Horizon Therapeutics Bolsters its Rare Disease Portfolio in a $3B Viela Bio Buyout
Horizon Therapeutics has announced to acquire Viela Bio for about $3.1 billion to augment its portfolio and pipeline of treatments for rare diseases. The shares of Viela Bio skyrocketed more than 52% in premarket trading after the news was broadcasted. The deal is expected to close by the end of the first quarter.
Viela Bio proved its worth in the pharmaceutical industry after winning the approval for its Uplizna, a drug that received FDA approval for Neuromyelitis optica spectrum disorder (NMOSD), a rare autoimmune condition. It is the only approved drug available in the NMOSD market. Thus, the news of its acquisition does not surprise as a horde of pharma giants would be keeping a keen eye on its activities.
The Viela Bio acquisition will add four therapeutic candidates currently in nine development programs to the Horizon’s portfolio. The current Viela pipeline includes four therapeutic candidates currently in nine development programs. Besides Uplizna, VIB4920, VIB7734 and VIB1116 are the three candidates in different stages of clinical development. While VIB4920 is under evaluation in Phase IIb trial in Sjögren’s syndrome and Phase II trials for kidney transplant rejection and rheumatoid arthritis; VIB7734 is undergoing Phase II for systemic lupus erythematosus and Phase I for treatment of COVID-19-related acute lung injury. The remaining VIB1116 is still in preclinical stages expected to enter the clinic later this year.
Concert Pharmaceuticals Falls Flat After its Schizophrenia Drug Fails
Concert Pharmaceuticals stocks took a considerable fall after the news of a major flop of its Phase II clinical trial for its adjunctive schizophrenia treatment, CTP-692 broke out. The trial failed to meet primary endpoint or other secondary endpoints.
CTP-692 is a deuterated form of D-serine, which is an endogenous amino acid. It also acts as a co-agonist of the NMDA receptor. The adjunctive candidate was developed with an aim to improve renal safety and brain exposure related to the amino acid. It was one of the two candidates in the clinical development, however, the company with a heavy heart has decided to shelve its development plans.
Concert now plans to focus on its remaining candidate CTP-543, which is in Phase III THRIVE-AA1 clinical trial to evaluate this treatment therapy in patients with alopecia areata, an autoimmune disease that causes hair loss. Now that the chips are down, the only hope for the company is its hair-loss candidate. However, there are other potential candidates in the company’s armamentarium that are in the pre-clinical setting and if everything goes as planned, can advance further.

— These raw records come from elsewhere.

PR #432, opened 2026-08-26
fix: regenerate dynamic wordlists on the UI download

bandrel:
Stacked on #431 — please merge that first, or merge this into it.

## Problem

`GET /wordlists/download/<id>` serves whatever sits at `wordlist.path`. For a dynamic wordlist nothing keeps that file current: it is created as a zero-byte placeholder at install time (`add_default_dynamic_wordlists` opens it with mode `'w'`), and the only writer is the manual refresh button. So on a fresh install the operator downloads an empty file with a `200` and no indication anything is wrong.

Reproduced against a real container on `v0.8.3-dev`, with 10 recovered plaintexts in the database:

```
$ curl -b session /wordlists/download/1 -D -
HTTP/1.1 200 OK
Content-Disposition: attachment; filename=DYNAMIC_All_Recovered_Passwords.txt
Content-Length: 0
```

\#431 makes this strictly worse: it removes `/v1/updateWordlist/<id>` and has the API download generate into a per-request temp file, deliberately leaving the canonical path alone. After it merges, nothing writes `wordlist.path` during normal operation at all, so the UI download would serve the zero-byte placeholder forever.

## Change

Regenerate the list for the download, mirroring what #431 did for `GET /v1/wordlists/<id>`:

- Generation goes to a **per-request unique temp file**, never the shared `wordlist.path`, so concurrent downloads can't truncate the file out from under each other. The row's `size`/`checksum` metadata is deliberately left untouched.
- A dynamic list is derived from the database, so a missing on-disk file is no longer an error — it regenerates instead of redirecting.
- Static wordlists are unchanged: still served as the stored `.gz`, still redirect with a flash when the file is missing.

`_remove_file` / `_send_generated_file` were private to the API blueprint; they move to `hashview.utils.utils` as `remove_file` / `send_generated_file` so both blueprints share one copy of the `direct_passthrough` cleanup workaround (#226) rather than the UI growing a second one. That is a separate, behaviour-preserving commit.

## Tests

Six new tests in `tests/unit/test_downloads.py`, each watched failing first: regenerates from the database, never serves a stale file, works when the file is missing, leaves the canonical file and row metadata untouched, cleans up its temp files, and names the attachment after the wordlist rather than the random temp file.

Two existing tests pinned the old behaviour and were updated rather than deleted: the UI dynamic-download encoding round-trips now stub regeneration to reproduce the stored bytes (exactly as the `/v1` ones in #431 already do), and the rules-download gzip test patches `send_from_directory` where `send_generated_file` now resolves it.

## Verification

- `pytest tests/unit tests/security tests/agent_unit` — 1600 passed, 2 skipped, 40 xfailed, 5 xpassed
- `ruff check hashview/ hashview.py` — clean
- Docker stack built from this branch, against the same seeded database: the UI download of the length buckets and the All Usernames / All Recovered Passwords lists all return correct regenerated content while the canonical file stays 0 bytes; 5 consecutive downloads leave `control/tmp` unchanged; the API download and the static `.gz` download are unaffected.


bandrel:
Reopening to trigger CI.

Gilead fronts $220M for Arcus in exchange for a larger ownership stake
Gilead has willed itself to increase its stake in Arcus Biosciences by infusing a sum of roughly USD 220 million. Gilead’s ownership in Arcus will increase to 19.5%, from approximately 13%, with the purchase of 5,650,000 additional Arcus shares at a price of $39 per share.

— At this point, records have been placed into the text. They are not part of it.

Issue #422, opened 2026-08-21
Job-creation wizard does work proportional to whole tables, not to what each page shows (16 MB cracked-hash page, per-hashfile N+1, per-task form dump)


bandrel:
The job-creation wizard is fast on a small install and degrades as data accumulates, because four of its steps do work proportional to a whole table rather than to what the page actually shows. None of these are slow enough to notice on a fresh install, which is why they have survived; they become painful exactly when a customer has accumulated real engagement data.

Filing these together because they share a root cause and a fix strategy — render/query what the page displays, not the whole table — and because the wizard's total cost is what a user experiences, not any single step's.

## Measurements

Against the local docker stack (`docker-compose.yml`, MySQL 8) seeded to 150 hashfiles for one customer, 350k hashes, and 2,000 tasks. Medians of 5 samples, warmup discarded:

| Step | Median | Response size |
| --- | --- | --- |
| `GET /jobs/add` (per-request floor) | 237 ms | small |
| `GET /jobs/<id>/assigned_hashfile/` | 762 ms | 318 KB |
| `GET /jobs/<id>/tasks` | 324 ms | **1.5 MB** |
| `GET /jobs/<id>/assigned_hashfile/<id>` | **2,864 ms** | **16 MB** |
| `POST /jobs/<id>/assign_task/<id>` | 625 ms | — |
| `GET /jobs/<id>/summary` | 288 ms | 998 KB |

`GET /jobs/add` renders a two-field form, so its 237 ms is the fixed per-request overhead every other row also pays. Subtract it to see each step's own work.

## 1. Cracked-hash view loads and renders every cracked hash

`hashview/jobs/routes.py:465` loads the full result set as `(Hashes, HashfileHashes)` ORM objects with no pagination, and line 466 re-runs the same query as a `COUNT` rather than taking `len()` of what was just fetched:

```python
cracked_hashfiles_hashes = db.session.query(Hashes, HashfileHashes).join(...).filter(Hashes.cracked == '1').filter(HashfileHashes.hashfile_id==hashfile.id).all()
cracked_hashfiles_hashes_cnt = db.session.query(Hashes).join(...).filter(Hashes.cracked == '1').filter(HashfileHashes.hashfile_id==hashfile.id).count()
```

[...]

PR #434, opened 2026-08-26
fix(api): one grouped query for the hash-type hashfile listing (#228)

### LINKED ISSUE #228: API: N+1 queries in /v1/hashfiles/hash_type and /v1/jobs/add
## Summary
- `/v1/hashfiles/hash_type/<id>` (`hashview/api/routes.py:1162`) runs 2 count queries per matching hashfile inside a loop.
- `/v1/jobs/add` (`routes.py:766`) re-queries existing job tasks and commits inside the per-task loop.

## Suggested fix
Aggregate counts with a single grouped query; build task rows in memory and commit once outside the loop.

bandrel:
Fixes the N+1 in `GET /v1/hashfiles/hash_type/<t>` from #228.

> **Stacked on #433.** Base is `test/api-hashfile-listing-perf`, so the diff here is just the fix. GitHub retargets this to `v0.8.3-dev` automatically once #433 merges. Review #433 first.

## The change

The route took a `DISTINCT` list of matching hashfile ids and then, for each one, ran an ORM `Hashfiles.query.get()` plus two separate `COUNT`s — three round trips per matching file. Joining from `Hashfiles` and grouping does the same work in one statement.

Two things fall out of the rewrite:

- **The `if hashfile is None: continue` guard is gone**, subsumed by joining *from* `Hashfiles`. An orphaned junction row has nothing to join to, so it drops out rather than needing a lookup to discover it is an orphan. `test_hashfiles_by_hash_type_hashfile_missing_in_loop` is unchanged because the behaviour is; only its docstring moves off the deleted line reference.
- **Results are ordered by hashfile id.** `GROUP BY` does not imply an ordering on MySQL, and the old code iterated a `DISTINCT` list in whatever order came back, so this is newly deterministic.

## Measurements

Perf fixture: 31 hashfiles, 110k hashes, MySQL 8 in Docker. Loop cost is measured above the same-route zero-hashfile floor, per #433.

| | median | loop / floor | per hashfile |
| --- | --- | --- | --- |
| before | 1001 ms | 2.04x – 2.65x | 23 – 29 ms |
| after | **427 ms** | **0.49x** | **4.6 ms** |

For scale, on a production instance holding 7.85M NTLM hashes this endpoint took **549 seconds to return 13 KB** — past every default client timeout. Callers did not experience a slow listing, they experienced *no* listing, indistinguishable from a customer having no hashfiles of that type. That is why this is worth more than the 2.3x the local fixture shows.

## Output equivalence

Verified **byte-identical against MySQL**, not just against the sqlite unit fixtures — old and new code served from the same running stack and the same seeded data, compared for three cases:

- a populated type (31 hashfiles with real total/cracked counts) — identical
- an empty type (`22000`) — identical
- a type no hash has ever had (`4242`) — identical

## Tests

Two unit tests added for properties the rewrite makes load-bearing:

- **one row per hashfile regardless of hash count** — mutation-verified: removing the `GROUP BY` fails it (along with two existing tests)
- **`total == cracked` for a fully cracked file** — covers the all-ones end of `COALESCE(SUM(CASE ...))`, where the existing mixed-type test covers the zero end

The id-order assertion is deliberately called out in its docstring as **not** mutation-provable: sqlite returns grouped rows in rowid order regardless, so removing the `order_by` does not fail it. It documents contract, not a guard, and I would rather say so than let it read as coverage it is not.

The strict `xfail` from #433 is dropped. A marker being added, then clearing when the defect goes, is the workflow it was added for.

## Verification

- `pytest -m perf` (fix in place, `HASHVIEW_PERF_TASKS=2000`): **9 passed, 4 xfailed, 0 failed** — the four remaining xfails are #422's
- `pytest tests/unit tests/security tests/agent_unit`: **1622 passed, 2 skipped, 44 xfailed, 5 xpassed** (1620 before; the two new tests are mine, and the 5 xpassed are unchanged from baseline)
- `ruff check hashview/ hashview.py`: clean
- `pylint` at CI's exact invocation: **9.63/10, rc=0**, unchanged from baseline and above `fail-under=9.0`

## Scope

**This does not close #228.** That issue also covers `/v1/jobs/add` re-querying and committing inside a per-task loop. It is a write path and wants its own change with its own testing.

Two sibling call sites of the same loop are also left alone, deliberately:

- `hashview/hashfiles/routes.py:71` — the web UI hashfiles list, which runs it over *every* hashfile server-wide and has no issue of its own yet
- `hashview/jobs/routes.py:296` — the job-creation picker, which is #422's item 2

`/v1/customers/<id>/hashfiles` needs nothing: it runs one combined aggregate per hashfile rather than three queries, measures ~6 ms per hashfile, and is already under #433's ceiling. See my measurements on #228.

### DIFF
--- a/CHANGELOG.md
+++ b/CHANGELOG.md
@@ -52,7 +52,7 @@ Notable changes will be documented here
 
 **Testing**
 - Job-creation performance e2e suite (`tests/e2e/test_job_creation_perf.py`) with a tunable volume seeder (`tests/seed_perf_db.py`), covering latency budgets for each wizard step plus strict-xfail scaling guards for the four endpoints in issue #422 whose cost grows with table size rather than page size
-- API hashfile-listing performance suite (`tests/e2e/test_api_hashfile_listing_perf.py`), sharing that seeder. Asserts loop cost as a ratio to a same-route zero-hashfile floor rather than an absolute budget, so the threshold survives a change of hardware; carries a strict-xfail scaling guard for issue #228 (`GET /v1/hashfiles/hash_type/<t>` runs an ORM get plus two counts per matching hashfile) and a passing regression guard on `GET /v1/customers/<id>/hashfiles`, which runs one combined aggregate per hashfile and measures under the ceiling today
+- API hashfile-listing performance suite (`tests/e2e/test_api_hashfile_listing_perf.py`), sharing that seeder. Asserts loop cost as a ratio to a same-route zero-hashfile floor rather than an absolute budget, so the threshold survives a change of hardware; carries regression guards for issue #228 (fixed in this release; the guard remains so a per-hashfile loop cannot return) and on `GET /v1/customers/<id>/hashfiles`, which runs one combined aggregate per hashfile and measures under the ceiling today
 
 ### Changed
 - The Rules listing is paginated (20 per page) with sortable Name / Rules / Owner / Last Updated columns and a server-side name filter, matching the Tasks listing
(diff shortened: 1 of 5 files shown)


i128:
Looks good thanks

The proceeds from the funding will help Arcus to fund its operations through at least 2023. The company plans to carry forward the development plans of four clinical-stage molecules, including AB680, a small molecule CD73 inhibitor, for first-line metastatic pancreatic cancer.
Gilead and Gritstone on Their Way to Find HIV Cure Through a USD 785 Million Deal
Looks like the pharma titan, Gilead is on a collaboration spree with different pharma companies, sometimes by making heavy deals and other times by acquiring a larger stake in them.
Gilead has announced a collaboration with Gritstone Oncology to work on a cure for HIV. The companies are going to develop vaccine-based immunotherapy as a cure for HIV. What draws the attention here is the commitment of the companies to find a standard cure for the disease. At present, the disease is treated with a combination of options managed and controlled with cocktails of antiviral drugs, however, the actual cure remains elusive.
Gilead holds a strong profile in the Hepatitis and HIV treatment market. The partnership will profoundly help in exploiting Gritstone’s technology platforms namely Gritstone EDGE that predicts antigens presented on the surface of cells, such as cancer cells or cells infected by viruses, and the other that can be leveraged to develop and manufacture potent immunotherapies using those antigens.
The total deal sums over USD 785 million, with $30 million in cash up front and a $30 million equity investment. Gritstone will also be eligible for an additional $725 million in regulatory and commercial milestones, as well as mid-single-digit to low double-digit tiered royalties on net sales.